Tuesday, May 25, 2010

Safe Harbor certification may not mean data protection compliance

German privacy watchdogs have told companies to conduct their own checks of US companies' conduct before passing personal data to them, even if they are signed up to the EU-US 'Safe Harbor' data protection scheme.

The Düsseldorfer Kreis is an informal group of Germany's private sector data protection watchdogs. It has said that companies must not simply take US companies' word on their compliance with EU privacy principles if they plan to send personal data to them. They must make their own checks, the group said.

European Union laws on privacy are amongst the world's strictest, and companies are not allowed to send personal data to countries outside the European Economic Area unless there is a guarantee that it will be protected as well there as it is in the EU.

There are several mechanisms for ensuring this protection. One is that the whole country will be deemed to have 'adequate' data protection, because its laws are at least as stringent as the EU's. Very few countries achieve this rating.
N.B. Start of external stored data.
PR #446, opened 2018-09-06
hash-resolver rpc in lnd.proto

offerm:
This PR implements the rpc.proto of the LND's resolver branch.
In this branch, rpc.proto includes also the hash-resolver service definition.

### DIFF
--- a/lib/grpc/GrpcServer.ts
+++ b/lib/grpc/GrpcServer.ts
@@ -6,7 +6,7 @@ import GrpcService from './GrpcService';
 import Service from '../service/Service';
 import errors from './errors';
 import { XudService } from '../proto/xudrpc_grpc_pb';
-import { HashResolverService } from '../proto/hash_resolver_grpc_pb';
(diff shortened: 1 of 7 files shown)


sangaman:
Just to be clear, is this using the most recent rpc proto definition from lnd? Also, one minor thing is the updates to api.md - can you try running `go get -u github.com/pseudomuto/protoc-gen-doc/cmd/protoc-gen-doc` and then regenerating protos?

This looks good to me otherwise, but maybe we should wait a bit to see if we get any feedback on the approach of putting the hash resolver service definition into the main lnd proto file?

offerm:
@sangaman 
Updated after installing `github.com/pseudomuto/protoc-gen-doc/cmd/protoc-gen-doc`

Yes, latest LND's rpc.proto is used. Actually, latest + hash-resolver (from ExchangeUnion/Lnd@resolver)

We should not wait with this since the resolver branch (lnd) is already updated and if you use un-updated XUD against it the swap will fail.
If we get feedback we adopt.

PR #570, opened 2018-10-06
feat(getNodeInfo) get information about node

### LINKED ISSUE #529: Add API method to retrieve information from node
If XUD is running in `disableMatching` mode the exchange (or whatever application integrates the API) matches the orders and also triggers swap executions. There are situations in which the reputation of the node could and should affect the behavior of the matching engine when deciding with whom to execute swaps.

Therefore XUD should expose a gRPC method that allows external applications to *get* the reputation of a node.

ImmanuelSegol:
Close #529


sangaman:
At a high level, do we want to return all reputation events? Or just a score? The former seems like it might be a bit excessive, and it would be a bit of a hassle to have to update the reputation event enum in our proto definition every time there's a change there.

Thoughts @michael1011?

michael1011:
@ImmanuelSegol @sangaman I would say just the score. Handling the whole list of events and figuring out how to evaluate the is not something an exchange should take care of. 

But an on the other hand if an exchange disagrees with our evaluation of the importance of a reputation event type it might be good to allow querying all events.

I am not sure and didn't expect this to be implemented so quickly tbh. But I think we need more input of everyone in #529 @offerm @moshababo

ImmanuelSegol:
@michael1011I agree I don't see a reason to show all of the whole lists of events.

sangaman:
Yeah then let's go with just the score. Can you update this PR @ImmanuelSegol ?

@michael1011 I'd say that for the importance of a reputation event type, we should consider making scores for various events configurable at some point. But that would really be an advanced feature and not a priority.

ImmanuelSegol:
> Yeah then let's go with just the score. Can you update this PR @ImmanuelSegol ?
> 
> @michael1011 I'd say that for the importance of a reputation event type, we should consider making scores for various events configurable at some point. But that would really be an advanced feature and not a priority.

@sangaman What do you mean by score? currently we return a list of all reputation events in the nodes history example:
`[ { event: 0, createdAt: 2018-10-16T07:07:34.002Z },{ event: 1, createdAt: 2018-10-16T07:07:51.181Z}]`

Should we just represent the last event? That makes most sense.
But what if we want to evaluate the nodes history for trust reasons?

sangaman:
@ImmanuelSegol By score I mean the `reputationScore` that's a property of all `NodeInstance` objects. I think returning every event is too much information.

I am also thinking now that it might make sense to roll this into a `GetNodeInfo` call that returns basic information about the node, including the reputation score, although it wouldn't hurt to start with just the reputation score and add more info in future PRs. Maybe lets try to discuss some on gitter to get on the same page, I'll bring it up tomorrow.

ImmanuelSegol:
@sangaman What other info besides `reputation` should I add?
I have some ideas but would like to hear your opinion.

lib/cli/commands/getnodereputation.ts
```diff
@@ -0,0 +1,20 @@
+import { Arguments } from 'yargs';
```
sangaman: Rename this file to getnodeinfo.ts.

lib/grpc/GrpcService.ts
```diff
@@ -294,6 +294,21 @@ class GrpcService {
     }
   }
 
+  /**
+   * See [[Service.getNodeReputation]]
```
sangaman: Change to `getNodeInfo`

lib/grpc/GrpcService.ts
```diff
@@ -294,6 +294,21 @@ class GrpcService {
...
+   */
+  public getNodeInfo: grpc.handleUnaryCall<xudrpc.GetNodeInfoRequest, xudrpc.GetNodeInfoResponse> = async (call, callback) => {
+    try {
+      const { banned, reputationScore } = await this.service.getNodeInfo(call.request.toObject());
+      const response = new xudrpc.GetNodeInfoResponse();
+      response.setBanned(banned);
+      response.setReputationscore(reputationScore);
+      callback(null, response);
+    } catch (error) {
```
sangaman: Minor nit but elsewhere in the file we are using `err` instead of `error` if you wouldn't mind changing.

lib/p2p/Pool.ts
```diff
@@ -290,6 +296,25 @@ class Pool extends EventEmitter {
     }
   }
 
+  /**
+   * Get node info
```
sangaman: This comment should line up with the method name, so something like "Gets a node's reputation score and whether it is banned."

lib/p2p/Pool.ts
```diff
@@ -290,6 +296,25 @@ class Pool extends EventEmitter {
...
+   * @param nodePubKey to get reputation events
```
sangaman: Can you change this to "The node pub key of the node for which to get reputation information"?

lib/service/Service.ts
```diff
@@ -187,6 +187,14 @@ class Service extends EventEmitter {
     await this.pool.unban(args);
   }
 
+  /**
+   * Get node info.
+   */
+  public getNodeInfo = async (args: {nodePubKey: string}) => {
```
sangaman: I'm actually surprised this didn't throw a lint error (I'll look into that), but every where else we have a space after the open bracket `{` and before the close bracket `}` if you don't mind changing that.

lib/p2p/Pool.ts
```diff
@@ -36,6 +37,11 @@ type PoolConfig = {
   addresses: string[];
 };
 
+type NodeInfo = {
```
sangaman: I think we should either rename this to `NodeReputationInfo`, or just drop this type and let the return value for `getNodeReputation` be implied, since we're not using the type anywhere else.

proto/xudrpc.proto
```diff
@@ -86,7 +86,13 @@ service Xud {
       get: "/v1/info"
     };
   }
-  
+
+  /*Get node reputation. */
```
sangaman: We can either drop this comment for now or change this to something like `/* Gets general information about a node. */`.

lib/service/Service.ts
ImmanuelSegol: Yeah, I don't know why that happend normally the `npm run lint` saves me from such mistakes.

PR #575, opened 2018-10-09
Track ban

### LINKED ISSUE #565: Track banned nodes in NodeList
Right now when xud starts up, it does not track any nodes that have been previously banned. That means that we could theoretically accept a connection with a banned node, resulting in a uniqueness constraint violation when we try to add the banned node to the database.

Instead, when we read from the nodes table and come across a banned node, we should track it in a separate list of banned node pub keys. Then in `Pool.openPeer` we should check to make sure the node pub key of the newly connected peer does not appear in the banned list.

This also means that, when a node is banned, we should remove it from the `nodes` map in `NodesList` and add its pub key to the list of banned pub keys.

ImmanuelSegol:
Close #565


lib/p2p/NodeList.ts
```diff
@@ -39,10 +40,26 @@ class NodeList extends EventEmitter {
   /**
    * Check if a node with a given nodePubKey exists.
    */
-  public has = (nodePubKey: string) => {
+  public has = (nodePubKey: string): boolean => {
     return this.nodes.has(nodePubKey);
   }
 
+  public remove = (nodePubKey: string): void => {
```
sangaman: Do we need this method? It doesn't look like it's being used and I don't think we'd want to remove/forget about nodes in this way.

lib/p2p/NodeList.ts
```diff
@@ -39,10 +40,26 @@ class NodeList extends EventEmitter {
...
+    this.nodes.delete(nodePubKey);
+  }
+
+  public inBannedList = (nodePubKey: string): boolean  => {
```
sangaman: I think we should use/modify the existing `isBanned` method for this purpose.

lib/p2p/NodeList.ts
```diff
@@ -39,10 +40,26 @@ class NodeList extends EventEmitter {
...
+    return this.bannedNodes.has(nodePubKey);
+  }
+
+  public addBannedList = (nodePubKey: string): void  => {
+    this.bannedNodes.add(nodePubKey);
+  }
+
+  public removeBannedList = (nodePubKey: string): void  => {
```
sangaman: Similarly for these remove and add banned list methods, I think it makes most sense just to add/remove to the list when we're banning/unbanning nodes. In other words, we wouldn't want to remove or add to the list unless we're actually banning or unbanning.

lib/p2p/NodeList.ts
```diff
@@ -141,6 +160,9 @@ class NodeList extends EventEmitter {
       } else if (node.banned) {
         // If the reputationScore is not below the banThreshold but node.banned
         // is true that means that the node was unbanned
+        if (this.inBannedList(node.nodePubKey)) {
+          this.removeBannedList(node.nodePubKey);
```
sangaman: Here for example, I think we can remove the node from the list within the `setBanStatus` method, and we shouldn't need to check twice if the node is banned.

lib/p2p/Pool.ts
```diff
@@ -330,19 +331,22 @@ class Pool extends EventEmitter {
...
-    try {
-      await peer.open(this.handshakeData, nodePubKey, retryConnecting);
-    } catch (err) {
+    const isBanned = nodePubKey ? this.nodes.inBannedList(nodePubKey) : false;
+    if (!isBanned) {
+      this.bindPeer(peer);
+      try {
+        await peer.open(this.handshakeData, nodePubKey, retryConnecting);
+      } catch (err) {
       // we don't have `nodePubKey` for inbound connections, which might fail on handshake
```
sangaman: This comment line should be indented as well.

ImmanuelSegol:
@sangaman I recompiled the proto files as well because someone didn't compile them properly and the deprecation warning came up.

lib/p2p/NodeList.ts
```diff
@@ -64,8 +65,8 @@ class NodeList extends EventEmitter {
   }
 
   public isBanned = (nodePubKey: string): boolean => {
-    const node = this.nodes.get(nodePubKey);
-    return node ? node.banned : false;
+    const node = this.bannedNodes.has(nodePubKey);
+    return node ? true : false;
```
sangaman: I think this is cleaner in one line: `return this.bannedNodes.has(nodePubKey);`

lib/p2p/NodeList.ts
```diff
@@ -137,10 +140,13 @@ class NodeList extends EventEmitter {
 
       if (node.reputationScore < NodeList.banThreshold) {
         promises.push(this.setBanStatus(node, true));
+        this.bannedNodes.add(node.nodePubKey);
         this.emit('node.ban', nodePubKey);
       } else if (node.banned) {
+
```
sangaman: Can you drop this blank line?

Multinational companies can use binding corporate rules to send data to parts of the company in different countries, and companies can also use model contract clauses produced by the European Commission to bind companies outside of the EU to its high data protection standards.

Another mechanism which only US companies can use is the Safe Harbor agreement. Under this, companies comply with similar privacy standards to those enforced in the EU and register with US consumer protection regulator the Federal Trade Commission (FTC).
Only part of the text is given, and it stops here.